El hombre del oeste que llega al poblado (París) y que se aleja del mismo al final de la peli es Enrique Vila-Matas, y su misión, ser retratado por Miquel Barceló, a la sazón preparando una exposición (“Sipiesca”) y, a la vez, haciendo con una técnica muy precisa (pintura negra luego convenientemente "despintada" con lejía) toda una serie de retratos de artistas amigos y de su propia madre.
La conversación entre Barceló y Vila-Matas lleva incorporada el auto-relato de varios aspectos de sus respectivas biografías, empezando por los divertidos intentos por evitar el servicio militar. Pero, sobre todo, hace girar la rueda del tiempo y, mientras la lejía va haciendo su trabajo sobre el retrato ya pintado, lleva a unos flashes fulgurantes de unos cuantos personajes de sus respectivas generaciones (ligadas por el nexo de Paula de Parma) que fueron aniquilados por la heroína.
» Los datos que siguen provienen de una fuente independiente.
Issue #7442, opened 2022-07-01
[css-scroll-snap-2] snapChanged and snapChanging events are confusing and incomplete


dontcallmedom:
https://drafts.csswg.org/css-scroll-snap-2/#snap-events seems two describe  two new events, `snapChanged` and `snapChanging`.

Confusingly, it describes them as "event handler" with an event type of `scroll`, but I'm not sure what this is supposed to mean.

This misses an IDL fragment that describes `on…` event handler (presumably on the `HTMLElement` interface, but maybe `GlobalEventHandlers` if the events are supposed to bubble).

The vast majority of event names are purely lowercase, so the event should probably be `snapchanged` and `snapchanging`.

bakura10:
Adding on that, JS seems to always have used present tense (input events: change, blur), page events (pagehide), window events (resize)... would it be more sense to replace "snapchange" by "snapchanged" ? I agree snapchanged better reflect what it happens, but for consistency reason I think standard events should follow standard casing _and_ naming logic.

zcorpan:
The table seems to use the same structure as in https://html.spec.whatwg.org/multipage/webappapis.html#event-handlers-on-elements%2C-document-objects%2C-and-window-objects but confusingly defines "snapChanged" and "snapChanging" as an event handlers for `scroll` events (on which objects?). i.e.: 

```
obj.snapChanged = e => console.assert(e.type === "scroll")
```

It looks like implementation has started in Chromium, so addressing the naming at least would be good.
https://bugs.chromium.org/p/chromium/issues/detail?id=1456339
https://bugs.chromium.org/p/chromium/issues/detail?id=1494892

zcorpan:
The implemented `SnapEvent` interface is also not specified.

flackr:
@DavMila is working on improving the spec for these on https://github.com/w3c/csswg-drafts/pull/9515

zcorpan:
Why are new events needed, vs adding the snap information to the existing `scroll` and `scrollend` events?

DavMila:
For snapchanging, I'd say I think it's better as a separate event form `scroll` so a developer doesn't have to have an event listener run on every scroll event  just to know whether something snap-related is happening.
For snapchanged, I think modifying scrollend would work except that snapchanged could be invoked by a layout change as well.
(I acknowledge that spec still doesn't say much about these events.)

zcorpan:
OK, thanks.

[...]

PR #9515, opened 2023-10-23
[css-scroll-snap-2] Add SnapEvent definition

DavMila:
SnapEvent defines the interface of scroll-snap-related JavaScript events, snapchanged and snapchanging.

### DIFF
--- a/css-scroll-snap-2/Overview.bs
+++ b/css-scroll-snap-2/Overview.bs
@@ -474,14 +474,6 @@ Snap Events {#snap-events}
 	1. Run the steps to <a>update snapchanged targets</a> for |snapcontainer|.
 
 
-	<h4>Dispatching Pending Snap Events</h4>
-	When asked to <dfn export>dispatch pending snap events</dfn> for a {{Document}},
-	|doc|, run these steps:
-
-	1. Run the steps to <a>dispatch pending snapchanging events</a> for |doc|.
-	1. Run the steps to <a>dispatch pending snapchanged events</a> for |doc|.
-
-
 SnapEvent interface
 -------------------
 
--- a/css-scroll-snap-2/Overview.bs
+++ b/css-scroll-snap-2/Overview.bs
@@ -322,7 +322,7 @@ Snap Events {#snap-events}
 	</li>
 	<li> if, after a [[css-scroll-snap-1#re-snap|layout change]], the element to
 		which a snap container is snapped to changes, regardless of whether there is
-		a change in scroll position	after the layout change.
+		a change in scroll position after the layout change.
 	</li>
 	</ol>
 
@@ -335,9 +335,10 @@ Snap Events {#snap-events}
 
 	Each
 	<a spec=css-scroll-snap lt="scroll snap container">snap container</a> has
-	one <dfn export>snapchangedTargetBlock</dfn> (which is either null or an
-	{{Element}}) and one <dfn export>snapchangedTargetInline</dfn> (which is either
-	null or an {{Element}}) in the block and inline axes respectively.
+	one <dfn export>snapchangedTargetBlock</dfn> and one
+	<dfn export>snapchangedTargetInline</dfn> in the block and inline axes
+	respectively, each of which can either be null if the container is not
+	snapped in that axis or the {{Element}} to which the container is snapped.
 
 	When asked to <dfn export for=Document>update snapchanged targets</dfn>
 	for a <a spec=css-scroll-snap lt="scroll snap container">snap container</a>,
@@ -423,9 +424,10 @@ Snap Events {#snap-events}
 
 	Each
 	<a spec=css-scroll-snap lt="scroll snap container">snap container</a> has
-	one <dfn>snapchangingTargetBlock</dfn> (which is either null or an {{Element}})
-	and one <dfn>snapchangingTargetInline</dfn> (which is either null or an
-	{{Element}}) in the block and inline axes respectively.
+	one <dfn>snapchangingTargetBlock</dfn> 
+	and one <dfn>snapchangingTargetInline</dfn>in the block and inline axes
+	respectively, each of which can either be null if the container is not
+	snapping in that axis or the {{Element}} to which the container is snapping.
 
 	When asked to <dfn export for=Document>update snapchanging targets</dfn>
 	for a <a spec=css-scroll-snap lt="scroll snap container">snap container</a>,
--- a/css-scroll-snap-2/Overview.bs
+++ b/css-scroll-snap-2/Overview.bs
@@ -326,9 +326,6 @@ Snap Events {#snap-events}
 	</li>
 	</ol>
 
-	Although, snapping occurs when a snap container is first laid out, {{snapchanged}}
-	should not be triggered by this initial layout.
-
 	Scrolling operations always lead to {{scrollend}} events being fired. If a
 	scrolling operation also results in a {{snapchanged}} event being fired, the
 	{{snapchanged}} event should be fired before the {{scrollend}} event.
@@ -351,51 +348,61 @@ Snap Events {#snap-events}
 		associated with |snapcontainer|.
 	1. Let <var>inlineSnapchangingTarget</var> be the
 		<a>snapchangingTargetInline</a> associated with |snapcontainer|.
-	1. If <var>blockTarget</var> is not the same element as
-		<var>blockSnapchangingTarget</var>:
+	1. If <var>blockTarget</var> is not the same element as <var>blockSnapchangingTarget</var> or
+			<var>inlineTarget</var> is not the same element as <var>inlineSnapchangingTarget</var>:
 		1. Set the <a>snapchangedTargetBlock</a> associated with |snapcontainer| to
 			<var>blockSnapchangingTarget</var>.
-		1. If |snapcontainer| is not already in <var>doc</var>'s
-			<a spec=cssom-view lt="pending snapchanged event targets">pending snapchanged event targets</a>.
-			1. Append |snapcontainer| to <var>doc</var>'s
-				<a spec=cssom-view lt="pending snapchanged event targets">pending snapchanged event targets</a>.
-	1. If <var>inlineTarget</var> is not the same element as
-			<var>inlineSnapchangingTarget</var>:
 		1. Set the <a>snapchangedTargetInline</a> associated with |snapcontainer| to
 			<var>inlineSnapchangingTarget</var>.
-		1. If |snapcontainer| is not already in <var>doc</var>'s
-			<a spec=cssom-view lt="pending snapchanged event targets">pending snapchanged event targets</a>.
-			1. Append |snapcontainer| to <var>doc</var>'s
-				<a spec=cssom-view lt="pending snapchanged event targets">pending snapchanged event targets</a>.
+		1. Fire a {{SnapEvent}}, |snapevent|, named {{snapchanged}} at <var>target</var>
+			 and let |snapevent|'s {{SnapEvent/snapTargetBlock}} and
+			 {{SnapEvent/snapTargetInline}} attributes be the <a>snapchangedTargetBlock</a> and the
+			 <a>snapchangedTargetInline</a>, respectively, that are associated with <var>target</var>.
 
-<h4 id="snapchanging"> snapchanging </h4>
-	{{snapchanging}} is dispatched when the element to which a
-	snap container would snap (in either axis) during a scrolling operation changes.
+	Note: When snapping occurs on a scroller (either due to a layout change or a
+	 scrolling operation) the <a>snapchangingTargetBlock</a> and <a>snapchangingTargetInline</a>
+	 associated with that scroller are updated and represent the current snap targets
+	 of that scroller. This allows the <a>update snapchanged targets</a> algorithm
+	 to use these elements to determine whether a {{snapchanged}} event should be fired.
+
+	<h4 id="snapchanging"> snapchanging </h4>
+	{{snapchanging}} is dispatched:
+	* during a scrolling operation, if the element to which a
+		 <a spec=css-scroll-snap lt="scroll snap container">snap container</a> would
+		 <a spec="css-scroll-snap-1" lt="scroll snap">snap</a> (in either axis) changes, or
+	* if a [[css-scroll-snap-1#re-snap|layout change]] occurs such that a {{snapchanged}} event
+		 is to be dispatched. In this case, as with the scrolling case, the {{snapchanging}} event
+		 should be dispatched before the {{snapchanged}} event.
+
 	A scrolling operation may animate towards a particular position (e.g.
 	scrollbar arrow clicks, arrow key presses, "behavior: smooth" programmatic
 	scrolls) or may directly track a user's input (e.g. touch scrolling, scrollbar
-	dragging).
-	* In the former case, the user agent should evaluate whether snapchanging is
-		occurring based on the
-		<a spec="css-scroll-snap-1" lt="scroll snap position">snap position</a>
-		that will eventually be snapped to after the scroll animation's target offset
-		is reached.
-	* In the latter case, the user agent should evaluate whether snapchanging
-		should be triggered based on the
-		<a spec="css-scroll-snap-1" lt="scroll snap position">snap position</a> that
-		would be snapped to if the scroll is ended at the current scroll position
-		(determined by the user's input).
+	dragging). In either case, the user agent [[css-scroll-snap-1#choosing|chooses]] an
+	<dfn>eventual snap target</dfn> in each axis to which the scroller will
+	<a spec="css-scroll-snap-1" lt="scroll snap">snap</a> after the scrolling operation
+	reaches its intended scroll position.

Es un gusto que toda una TVE y toda una TV3 se pongan de acuerdo en producir cosas como ésta, que se podrá volver a ver el próximo jueves en la televisión catalana.
Como además esto ha sido un acto social, la crónica, ya incompleta de por sí, no podría ser más incompleta si no señalara que nos ha permitido disfrutar de la presencia del flamante nuevo Conseller de Cultura de la Generalitat, Santi Vila, en lo que según sus palabras era su primer acto público. Ha llegado hasta la mesa de la presentación inicial alargando su brazo por el hombro de Vila-Matas, se le ha pescado una involuntaria inmodestia ("Los de esta mesa de excelencia no hemos visto..."), ha leído un texto en castellano del escritor (mientras le iba cogiendo el brazo en busca de complicidad de tanto en tanto), ha estado orgulloso de los que ha venido a señalar como catalanes universales (barriendo hacia casa a Barceló), ha prometido trabajar para que el mundo de la cultura quede lo más protegido posible y por último me ha recordado a esos clérigos de la Iglesia Anglicana que despiden a sus feligreses a la puerta de la iglesia, porque situado en el pasillo esperando a los participantes en el coloquio, iba saludándonos a los espectadores que salíamos, regalándonos a cada uno una amplia sonrisa.

viernes, 11 de enero de 2013

Carrière en el Club Pickwick

Un maestro es alguien al que sigues sus consejos después de muerto. Es el caso de Buñuel conmigo. Aún hoy en día me pregunto: ¿Cómo actuaría él en estas circunstancias?
Algo así dice, junto a otras muchas más cosas interesantes, Jean-Claude Carrière a Emilio Manzano en esta entrevista
excepcional, que sigue el rastro de su relación con Buñuel -y con él con España- tan como ha registrado en su libro "Para matar el recuerdo" (Lumen).